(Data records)

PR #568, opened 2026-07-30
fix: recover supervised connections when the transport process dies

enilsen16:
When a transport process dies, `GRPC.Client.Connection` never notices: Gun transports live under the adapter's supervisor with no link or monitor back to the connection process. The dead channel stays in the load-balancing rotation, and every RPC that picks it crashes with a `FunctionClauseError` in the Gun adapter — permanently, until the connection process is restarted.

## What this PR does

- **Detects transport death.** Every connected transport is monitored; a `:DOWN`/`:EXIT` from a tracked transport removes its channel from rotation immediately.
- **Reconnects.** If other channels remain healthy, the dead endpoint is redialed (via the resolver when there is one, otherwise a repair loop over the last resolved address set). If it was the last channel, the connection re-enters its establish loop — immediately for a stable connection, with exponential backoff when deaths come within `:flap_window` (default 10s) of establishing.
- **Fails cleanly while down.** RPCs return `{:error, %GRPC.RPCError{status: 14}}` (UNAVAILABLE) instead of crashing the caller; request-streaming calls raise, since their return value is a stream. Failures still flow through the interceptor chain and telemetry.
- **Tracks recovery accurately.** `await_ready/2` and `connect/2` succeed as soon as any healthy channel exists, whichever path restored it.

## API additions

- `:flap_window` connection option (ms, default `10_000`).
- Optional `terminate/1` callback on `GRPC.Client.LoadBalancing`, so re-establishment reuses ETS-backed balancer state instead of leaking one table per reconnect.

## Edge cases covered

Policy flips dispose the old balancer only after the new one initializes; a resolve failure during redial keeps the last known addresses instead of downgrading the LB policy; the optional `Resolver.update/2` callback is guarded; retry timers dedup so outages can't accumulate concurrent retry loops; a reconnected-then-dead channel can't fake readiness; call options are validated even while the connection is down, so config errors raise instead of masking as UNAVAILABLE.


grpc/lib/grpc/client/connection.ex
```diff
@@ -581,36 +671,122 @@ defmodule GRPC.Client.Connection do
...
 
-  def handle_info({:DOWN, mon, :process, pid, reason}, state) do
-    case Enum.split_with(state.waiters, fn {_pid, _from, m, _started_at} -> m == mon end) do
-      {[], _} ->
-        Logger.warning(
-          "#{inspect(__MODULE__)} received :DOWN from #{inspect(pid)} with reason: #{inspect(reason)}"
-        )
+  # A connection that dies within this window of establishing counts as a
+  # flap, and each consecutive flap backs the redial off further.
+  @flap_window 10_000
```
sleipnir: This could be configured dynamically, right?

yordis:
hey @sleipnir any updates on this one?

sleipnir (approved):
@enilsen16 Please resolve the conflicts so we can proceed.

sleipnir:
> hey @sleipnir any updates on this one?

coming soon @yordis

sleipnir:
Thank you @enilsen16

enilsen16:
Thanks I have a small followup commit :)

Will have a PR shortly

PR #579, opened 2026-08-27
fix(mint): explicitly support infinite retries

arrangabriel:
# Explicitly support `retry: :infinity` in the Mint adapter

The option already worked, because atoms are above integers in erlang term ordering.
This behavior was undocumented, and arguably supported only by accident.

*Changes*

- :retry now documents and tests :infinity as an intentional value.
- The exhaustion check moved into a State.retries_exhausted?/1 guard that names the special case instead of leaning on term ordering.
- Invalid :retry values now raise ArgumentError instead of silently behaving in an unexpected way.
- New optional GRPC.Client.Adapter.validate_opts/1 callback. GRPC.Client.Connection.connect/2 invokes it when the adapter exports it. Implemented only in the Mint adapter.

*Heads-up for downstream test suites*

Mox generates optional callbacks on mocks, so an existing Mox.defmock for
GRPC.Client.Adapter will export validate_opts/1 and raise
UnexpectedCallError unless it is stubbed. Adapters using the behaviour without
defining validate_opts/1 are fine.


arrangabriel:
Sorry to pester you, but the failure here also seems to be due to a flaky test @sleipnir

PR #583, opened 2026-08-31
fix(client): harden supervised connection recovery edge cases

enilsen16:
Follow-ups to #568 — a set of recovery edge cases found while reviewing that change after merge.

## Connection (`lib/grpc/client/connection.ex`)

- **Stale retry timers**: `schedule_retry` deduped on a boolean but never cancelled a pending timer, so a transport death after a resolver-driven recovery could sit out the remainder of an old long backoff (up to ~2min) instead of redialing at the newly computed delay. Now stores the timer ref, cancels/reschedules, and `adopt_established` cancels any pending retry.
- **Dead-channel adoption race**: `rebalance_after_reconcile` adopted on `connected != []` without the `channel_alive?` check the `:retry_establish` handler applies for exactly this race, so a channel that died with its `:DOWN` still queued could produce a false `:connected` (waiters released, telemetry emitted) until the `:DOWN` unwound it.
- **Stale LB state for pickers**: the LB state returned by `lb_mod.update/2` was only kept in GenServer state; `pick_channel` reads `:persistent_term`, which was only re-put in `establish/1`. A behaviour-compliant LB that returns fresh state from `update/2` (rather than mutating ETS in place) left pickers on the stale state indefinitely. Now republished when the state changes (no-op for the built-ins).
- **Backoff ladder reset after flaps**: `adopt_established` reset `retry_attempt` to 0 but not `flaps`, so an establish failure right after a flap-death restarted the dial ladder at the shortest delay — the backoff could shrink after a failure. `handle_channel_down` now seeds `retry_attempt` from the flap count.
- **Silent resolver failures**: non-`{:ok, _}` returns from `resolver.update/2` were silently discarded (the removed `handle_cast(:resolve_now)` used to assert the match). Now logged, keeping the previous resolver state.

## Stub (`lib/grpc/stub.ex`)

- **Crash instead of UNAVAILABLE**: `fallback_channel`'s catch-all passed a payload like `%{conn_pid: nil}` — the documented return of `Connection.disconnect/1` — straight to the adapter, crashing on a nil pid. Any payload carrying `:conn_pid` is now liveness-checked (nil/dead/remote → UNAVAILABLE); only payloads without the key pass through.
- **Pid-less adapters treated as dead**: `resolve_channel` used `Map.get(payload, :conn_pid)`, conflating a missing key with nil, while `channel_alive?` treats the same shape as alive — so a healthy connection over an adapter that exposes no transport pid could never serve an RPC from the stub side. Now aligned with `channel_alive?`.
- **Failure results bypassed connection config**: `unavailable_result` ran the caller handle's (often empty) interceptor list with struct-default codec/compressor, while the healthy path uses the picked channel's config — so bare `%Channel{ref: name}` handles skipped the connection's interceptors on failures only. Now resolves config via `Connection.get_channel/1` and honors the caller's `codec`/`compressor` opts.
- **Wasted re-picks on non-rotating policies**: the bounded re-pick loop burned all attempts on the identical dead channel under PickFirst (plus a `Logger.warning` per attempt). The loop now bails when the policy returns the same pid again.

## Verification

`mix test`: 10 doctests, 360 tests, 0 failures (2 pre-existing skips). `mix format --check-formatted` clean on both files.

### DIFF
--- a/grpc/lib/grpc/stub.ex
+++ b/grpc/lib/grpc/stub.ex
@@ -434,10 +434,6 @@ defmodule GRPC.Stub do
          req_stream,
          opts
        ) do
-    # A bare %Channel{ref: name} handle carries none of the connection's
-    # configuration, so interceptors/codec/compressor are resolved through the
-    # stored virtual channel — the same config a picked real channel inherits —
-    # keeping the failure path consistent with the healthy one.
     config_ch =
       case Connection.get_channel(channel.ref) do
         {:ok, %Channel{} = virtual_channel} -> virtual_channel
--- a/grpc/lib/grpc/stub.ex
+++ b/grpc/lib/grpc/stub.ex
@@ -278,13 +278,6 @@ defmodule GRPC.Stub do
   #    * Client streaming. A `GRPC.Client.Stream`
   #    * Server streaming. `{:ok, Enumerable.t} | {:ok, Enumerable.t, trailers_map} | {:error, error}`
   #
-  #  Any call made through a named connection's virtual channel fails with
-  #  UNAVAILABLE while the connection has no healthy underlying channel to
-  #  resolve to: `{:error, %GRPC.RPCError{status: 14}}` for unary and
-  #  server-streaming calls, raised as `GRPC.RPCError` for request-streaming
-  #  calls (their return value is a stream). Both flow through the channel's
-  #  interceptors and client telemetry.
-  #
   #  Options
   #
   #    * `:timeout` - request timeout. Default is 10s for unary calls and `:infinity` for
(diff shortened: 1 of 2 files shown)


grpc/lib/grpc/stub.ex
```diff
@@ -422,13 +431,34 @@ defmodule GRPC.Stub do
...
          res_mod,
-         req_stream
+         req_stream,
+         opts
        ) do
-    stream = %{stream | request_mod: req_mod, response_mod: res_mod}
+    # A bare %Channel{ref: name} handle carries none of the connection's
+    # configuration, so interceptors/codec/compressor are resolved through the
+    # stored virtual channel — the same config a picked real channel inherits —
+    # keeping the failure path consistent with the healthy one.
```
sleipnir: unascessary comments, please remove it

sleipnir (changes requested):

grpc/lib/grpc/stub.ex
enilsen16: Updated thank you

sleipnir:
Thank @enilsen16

PROBLEM REQUIREMENTS → The word to find is "used". Copy every line of the records that holds it.

EXPECTED ANSWER →
- **Silent resolver failures**: non-`{:ok, _}` returns from `resolver.update/2` were silently discarded (the removed `handle_cast(:resolve_now)` used to assert the match). Now logged, keeping the previous resolver state.
- **Pid-less adapters treated as dead**: `resolve_channel` used `Map.get(payload, :conn_pid)`, conflating a missing key with nil, while `channel_alive?` treats the same shape as alive — so a healthy connection over an adapter that exposes no transport pid could never serve an RPC from the stub side. Now aligned with `channel_alive?`.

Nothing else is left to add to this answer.